• [YOUR INSTRUCTIONS]
All lines from the one containing "Sounds good by" down to the one containing "It seems that", both ends included, are to be given again exactly; omit the rest of the listing below.

• [THE RECORDS]
Issue #1044, opened 2025-05-22
RFC: KOS project organization and multi-architecture considerations for 2.3.0/3.0.0 release


darcagn:
I have a number of opinions and considerations for the overall project organization, many (but not all) of which involve necessary changes for restoring multi-arch to KOS. 
I'm not married or firm on any of these opinions, but I have a lot of ideas swirling around so I figured it'd be better to write them all out.
If these changes get large and wide enough, perhaps it might even be enough to justify a 3.x release.

## KOS root
- Do we expect users to maintain separate KallistiOS installations per-platform? e.g. `/opt/toolchains/dc/kos`, `/opt/toolchains/gc/kos`, etc.?
Or do we expect that one KOS installation will support all platforms? (I would prefer this)

  - I propose that we remove the arch from the base dir and make it something like `/opt/toolchains/kos` to contain the KallistiOS environment but `/opt/toolchains/kos/kos` would be awkward for the KOS dir itself. Well, speaking of that...

- We should come up with a new standardized dir for toolchains. `/opt/toolchains/dc/sh-elf` is no longer a great convention since many of us keep multiple toolchains. Right now, I put all of my toolchains in `/opt/toolchains/dc/toolchains/<profile_name>` and use custom helper scripts to change between toolchains and symlink them over to `/opt/toolchains/dc/sh-elf`. 

  - Perhaps we could do something like `/opt/kallistios` for the overall KallistiOS environment, then use `/opt/kallistios/kos` for the `$KOS_BASE`, then `/opt/kallistios/toolchains/${KOS_ARCH}/${PROFILE_NAME}` for toolchains themselves?

    - Then, with true support for multiple toolchain profiles, we could potentially use Makefile variables to enforce the use or non-use of particular profiles (so for example the libmp3 kos-port wouldn't error our on 15.1.0 but would instead use 13.2.0 or something). 

[...]

PR #1097, opened 2025-07-12
DC-chain rework

pcercuei:
This PR reworks DC-chain to make it more cross-platform.

- Drop GDB support, in favor of using gdb-multiarch, which is generally available on Linux distributions, is available on OSX via homebrew, and packaged by mingw-w64.
- Drop old code to build the ARM toolchain, so that DC-chain only targets a single architecture (at a time).
- Misc changes to support multiple architectures
- Bump `__KOS_GCC_PATCHLEVEL__` and drop `__KOS_GCC_32MB__` (KOS will consider that toolchains whose patchlevel is >= the bumped version are assumed compatible with 32 MiB)
- Rework startup code handling; it is no longer copied into the toolchain.
- Shallow clone GIT repositories to boost clone speed.
- Auto-detect number of CPU threads and use that by default.
- Add preliminary PPC/GameCube toolchain support
- Re-introduce support for building an ARM toolchain through the regular code path (that used to be the SH toolchain path)
- Add LRA toolchain based on Oleg's tree.


pcercuei:
> Looking great! Few outstanding things I can think of:
> 
>     1. When running `make distclean` there are still empty `rm -rf` calls.

Done.

>     2. The `kos-gdb` wrapper needs to be more flexible for the binary name. `gdb-multiarch` is on a lot of distros but `gdb-multiarch` is just a custom binary name, and won't exist on a distro like Gentoo where the standard `gdb` package can be compiled with custom arch support. Perhaps a `$KOS_GDB` variable could hold the `gdb` binary name, similar to `$KOS_MAKE`, etc.?

And what would set `$KOS_GDB`, if the name is potentially different on some distribs? Should we have it in the configure.sh, defaulting to `gdb-multiarch`?
 
>     3. In the `Makefile.gamecube.cfg` we should probably use `/opt/toolchains/gc` instead of `/opt/toolchains/dc`, that's what I have been using locally as IMO arch installation dirs will likely be separated for a while until we discuss and implement changes discussed in [RFC: KOS project organization and multi-architecture considerations for 2.3.0/3.0.0 release #1044](https://github.com/KallistiOS/KallistiOS/issues/1044)

Done.
 
>     4. Since this isn't Dreamcast-exclusive anymore, I think we should rename `dc-chain` to `kos-chain` (so change path from `utils/dc-chain` to `utils/kos-chain`, change the names in the headers, change the documentation, etc.).

Yes, although this could be done later, in a PR with no functional change.
 
>     5. The documentation needs changing along with this.
> 
> 
> If you'd like help (especially with dealing with last point, the documentation), let me know; you've already done a ton on this PR and it's great work, thanks!

I did some minor edits of the doc. It might be a bit too soon to talk about how to build GC toolchains if we don't have official KOS support for it, IMHO.

darcagn:
> And what would set `$KOS_GDB`, if the name is potentially different on some distribs? Should we have it in the configure.sh, defaulting to `gdb-multiarch`?

In `environ.sh` like `$KOS_MAKE` is right now. Suitable defaults would be:
- `sh-elf-gdb` for one that is installed manually into the KOS toolchain
- `gdb` for the normal system GDB which may or may not have SuperH support
- `gdb-multiarch` for users running a distro that has the `gdb-multiarch` package installed

Personally _I'd_ think `gdb` is the most logical default since that is just the standard bin name for GDB, but I also get why `gdb-multiarch` could be a better default for end users, so I won't object to any of those three being used as the default.

> Yes, although this could be done later, in a PR with no functional change.

> I did some minor edits of the doc. It might be a bit too soon to talk about how to build GC toolchains if we don't have official KOS support for it, IMHO.

Yeah, we definitely don't need any documentation on GC stuff yet, I just wanted to make sure the instructions for building weren't incorrect, so mostly just stuff like your `Makefile.default.cfg` -> `Makefile.dreamcast.cfg` change. But as it stands the main `README.md` hasn't been updated and is completely wrong, so if we merged this now, it won't be long before users will be asking how to build the toolchain.

Likewise with the `kos-chain` change, I don't like big huge PRs but for end users it'd be better if the big changes were made all at once so the documentation in here and on dreamcast.wiki doesn't have to be changed a bunch of times. 

If you want, you can take care of the GDB change above (unless I find something else in further testing, I think that's the last change I'll be requesting), and I can knock out the documentation changes in a separate PR, and we can have @QuzarDC merge both PRs at once?

pcercuei:
Sorry for the force-push noise.

I updated `doc/environ.sh.sample` to have a (unset by default) `$KOS_GDB` configuration variable that can be used to point the `kos-gdb` script to use: https://github.com/KallistiOS/KallistiOS/pull/1097/files#diff-a745f6ca5e1a8c3333de42c20b7e28a142cb087de107c1d47b7c5de042a2f0a4

The `kos-gdb` script will now try to locate the right GDB program for the target (unless overridden):
https://github.com/KallistiOS/KallistiOS/pull/1097/files#diff-7ee88743c823c470f50f3fcb1e248f5e54b278cca1ff0639c96558c363754c7b

I'll be out most of next week so feel free to work on the doc.

utils/dc-chain/Makefile.dreamcast.cfg
```diff
@@ -5,6 +5,12 @@
 ### TOOLCHAIN PROFILE ###
 #########################
 
+# One of the supported platforms:
+# - dreamcast:    Build a toolchain for the SEGA Dreamcast
+# - aica:         Build a toolchain for the Dreamcast's AICA co-processor
```
sizious, line 10: Although I really like the idea, is the "aica" choice explicit enough? Or should we use something like "dreamcast-aica"?

utils/dc-chain/Makefile
```diff
@@ -69,12 +69,6 @@ include scripts/gcc-pass2.mk
 
 # ---- }}}}
 
-# ---- optional components {{{
-
-include scripts/gdb.mk
```
sizious: Is that possible to first mark it "deprecated" instead of just removing it? I need to evaluate if `gdb-multiarch` embedded in MinGW-w64 can be usable, i.e., my main concern is about if this package provides a static or dynamic linked binary. If the binary is dynamic, then it won't be usable on IDEs on Windows as far as I know.

utils/dc-chain/Makefile.dreamcast.cfg
pcercuei: Can you think of anything else that AICA could stand for? ;)

Besides, I'd rather have names that look different to avoid confusion.

utils/dc-chain/Makefile
pcercuei: Ideally we'd test all that before merging.

QuzarDC:
> > And what would set `$KOS_GDB`, if the name is potentially different on some distribs? Should we have it in the configure.sh, defaulting to `gdb-multiarch`?
> 
> In `environ.sh` like `$KOS_MAKE` is right now. Suitable defaults would be:
> 
>     * `sh-elf-gdb` for one that is installed manually into the KOS toolchain
> 
>     * `gdb` for the normal system GDB which may or may not have SuperH support
> 
>     * `gdb-multiarch` for users running a distro that has the `gdb-multiarch` package installed
> 
> 
> Personally _I'd_ think `gdb` is the most logical default since that is just the standard bin name for GDB, but I also get why `gdb-multiarch` could be a better default for end users, so I won't object to any of those three being used as the default.
> 
> > Yes, although this could be done later, in a PR with no functional change.
> 
> > I did some minor edits of the doc. It might be a bit too soon to talk about how to build GC toolchains if we don't have official KOS support for it, IMHO.
> 
> Yeah, we definitely don't need any documentation on GC stuff yet, I just wanted to make sure the instructions for building weren't incorrect, so mostly just stuff like your `Makefile.default.cfg` -> `Makefile.dreamcast.cfg` change. But as it stands the main `README.md` hasn't been updated and is completely wrong, so if we merged this now, it won't be long before users will be asking how to build the toolchain.
> 
> Likewise with the `kos-chain` change, I don't like big huge PRs but for end users it'd be better if the big changes were made all at once so the documentation in here and on dreamcast.wiki doesn't have to be changed a bunch of times.
> 
> If you want, you can take care of the GDB change above (unless I find something else in further testing, I think that's the last change I'll be requesting), and I can knock out the documentation changes in a separate PR, and we can have @QuzarDC merge both PRs at once?

Sounds good by me. I did start on a pass of reviewing here, largely with an eye towards the documentation and where it might need updating. I figure I'll go ahead and continue that and at worst it can end up being just a secondary checklist for the doc PR.

darcagn:
Perhaps you could add the `__builtin_is_aligned()` macro fix to Newlib 4.3.0 and 4.5.0 in this PR as well?

pcercuei:
@darcagn done.

utils/dc-chain/Makefile
pcercuei: @sizious Could you maybe have a go at mingw-w64's GDB, see if it is usable in our case with the new `kos-gdb` wrapper?

pcercuei:
Force-pushed, with GDB build re-introduced and fixed to build for multiple archs (in theory).

I kept the `kos-gdb` script which will happily work with a sh-elf-gdb as well as gdb-multiarch.

sizious:
Thank you @pcercuei, unfortunately I didn't had time to check this, but I'll be in holidays in 2 weeks, probably I'll be able to test this. I suggest that for now you can keep gdb and as soon as I validate the fact gdb-multiarch is usable, we will drop regular gdb.

pcercuei:
@darcagn force-pushed with `clean` / `distclean` now working properly regarding GDB stuff, and the "drop GDB" entry in the changelog reworked.

This PR did not touch the `README.md` so there's nothing to restore.

darcagn (approved):

QuzarDC (approved):

PR #1099, opened 2025-07-16
Check for call to `snd_stream_poll` before `snd_stream_start`

QuzarDC:
Add a check matching what was done for `snd_stream_fill` that will assert if called before starting the stream. Without this, it can trigger an otherwise mysterious divide by zero error.


gyrovorbis (approved):
Ah, okay, I remember jnmartin bringing this one up. Looks like this is in-line with what `snd_stream_fill()` is doing, plus I like it being a debug-only check that isn't paid for in release builds. Cool.

PR #1085, opened 2025-06-23
Macro cleanups

QuzarDC:
Some minor cleanups to the use of standard macros.

PR #1103, opened 2025-07-22
dmac: Work around bug in `__is_aligned` macro.

QuzarDC:
It seems that the macro can provide incorrect feedback when not used on a single value. Changing this allows the dmac speed test example to perform dmac writes, which otherwise were being flagged as unaligned.

This seems to have slipped by in my v2.2.0 testing as the dmac speedtest was also broken by a dcload-ip bug. Even with this change, the pvr_dma function in the speedtest still seems to hang. I did test reverting the pvr buffers change from [the same commit](https://github.com/KallistiOS/KallistiOS/pull/1085/commits/4111c0c4a42ca96897798012fccbcb1d40406ffe), and that had no impact.

### DIFF
--- a/kernel/arch/dreamcast/hardware/dmac.c
+++ b/kernel/arch/dreamcast/hardware/dmac.c
@@ -143,8 +143,9 @@ int dma_transfer(const dma_config_t *cfg, dma_addr_t dst, dma_addr_t src,
     unsigned int transfer_size = dma_unit_size[cfg->unit_size];
     uint32_t chcr;
 
-    if(!__is_aligned(len | dst | src, transfer_size)) {
-        dbglog(DBG_ERROR, "dmac: src/dst/len not aligned to the bus width\n");
+    if(!__is_aligned((src|dst|len), transfer_size)) {
+        dbglog(DBG_ERROR, "dmac: src=0x%08x dst=0x%08x len=%u not aligned to %u bytes\n",
+               (uintptr_t)src, (uintptr_t)dst, (uintptr_t)len, transfer_size);
         errno = EFAULT;
         return -1;
     }


QuzarDC:
> `otehrwise` -> `otherwise`.
> 
> The issue is actually in Newlib, which defines `__builtin_is_aligned()` without protecting its first argument. I sent a patch upstream to address it.
> 
> You can make the code a little bit simpler (since you should fix the typo anyway ;)) either by using parentheses around "len | src | dst", or by caching this to a u32 temporary variable.

Fixed in the force-push. I went ahead and rolled it back to just adding the parens, but left the nicer debug message (and fixed the typo in the commit message).

In case others wanna see: https://sourceware.org/pipermail/newlib/2025/022055.html

GPF:
```
index [hash]..[hash] 100644
--- a/kernel/arch/dreamcast/hardware/g2dma.c
+++ b/kernel/arch/dreamcast/hardware/g2dma.c
@@ -173,12 +173,7 @@ int g2_dma_transfer(void *sh4, void *g2bus, size_t length, uint32_t block,
     }
 
     /* Check alignments */
-    if(!__is_aligned(sh4, 32)) {
-        dbglog(DBG_ERROR, "g2_dma: Unaligned sh4 DMA %p\n", sh4);
-        errno = EFAULT;
-        return -1;
-    }
-
-    if(!__is_aligned(g2bus, 32)) {
+    if(!__is_aligned(sh4, 32) || !__is_aligned(g2bus, 32)) {
         dbglog(DBG_ERROR, "g2_dma: Unaligned g2bus DMA %p\n", g2bus);
         errno = EFAULT;
         return -1;
```

this  fixes the rest of the /opt/toolchains/dc/kos/examples/dreamcast/basic/dma/speedtest 
DMAC, RAM to RAM:   121.222656 MiB/s
DMAC, RAM to VRAM:  74.109550 MiB/s
DMAC, VRAM to RAM:  38.474205 MiB/s
DMAC, VRAM to VRAM: 26.030235 MiB/s
PVR SQs:            224.486404 MiB/s
PVR DMA, 64-bit:    548.131714 MiB/s
PVR DMA, 32-bit:    333.410492 MiB/s

pcercuei:
> Fixed in the force-push. I went ahead and rolled it back to just adding the parens, but left the nicer debug message (and fixed the typo in the commit message).

Did you force-push? The commit still has the three `__is_aligned()`.
I don't care that much TBH, but it sounded like you wanted a version that simply added parentheses.

QuzarDC:
> > Fixed in the force-push. I went ahead and rolled it back to just adding the parens, but left the nicer debug message (and fixed the typo in the commit message).
> 
> Did you force-push? The commit still has the three `__is_aligned()`. I don't care that much TBH, but it sounded like you wanted a version that simply added parentheses.

Just entirely missed the force-push or it went into the ether. Updated the description text as well just to be more clear, and made sure to see that github got a new force-push.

• [OUTPUT FOR THIS TASK]
Sounds good by me. I did start on a pass of reviewing here, largely with an eye towards the documentation and where it might need updating. I figure I'll go ahead and continue that and at worst it can end up being just a secondary checklist for the doc PR.

darcagn:
Perhaps you could add the `__builtin_is_aligned()` macro fix to Newlib 4.3.0 and 4.5.0 in this PR as well?

pcercuei:
@darcagn done.

utils/dc-chain/Makefile
pcercuei: @sizious Could you maybe have a go at mingw-w64's GDB, see if it is usable in our case with the new `kos-gdb` wrapper?

pcercuei:
Force-pushed, with GDB build re-introduced and fixed to build for multiple archs (in theory).

I kept the `kos-gdb` script which will happily work with a sh-elf-gdb as well as gdb-multiarch.

sizious:
Thank you @pcercuei, unfortunately I didn't had time to check this, but I'll be in holidays in 2 weeks, probably I'll be able to test this. I suggest that for now you can keep gdb and as soon as I validate the fact gdb-multiarch is usable, we will drop regular gdb.

pcercuei:
@darcagn force-pushed with `clean` / `distclean` now working properly regarding GDB stuff, and the "drop GDB" entry in the changelog reworked.

This PR did not touch the `README.md` so there's nothing to restore.

darcagn (approved):

QuzarDC (approved):

PR #1099, opened 2025-07-16
Check for call to `snd_stream_poll` before `snd_stream_start`

QuzarDC:
Add a check matching what was done for `snd_stream_fill` that will assert if called before starting the stream. Without this, it can trigger an otherwise mysterious divide by zero error.


gyrovorbis (approved):
Ah, okay, I remember jnmartin bringing this one up. Looks like this is in-line with what `snd_stream_fill()` is doing, plus I like it being a debug-only check that isn't paid for in release builds. Cool.

PR #1085, opened 2025-06-23
Macro cleanups

QuzarDC:
Some minor cleanups to the use of standard macros.

PR #1103, opened 2025-07-22
dmac: Work around bug in `__is_aligned` macro.

QuzarDC:
It seems that the macro can provide incorrect feedback when not used on a single value. Changing this allows the dmac speed test example to perform dmac writes, which otherwise were being flagged as unaligned.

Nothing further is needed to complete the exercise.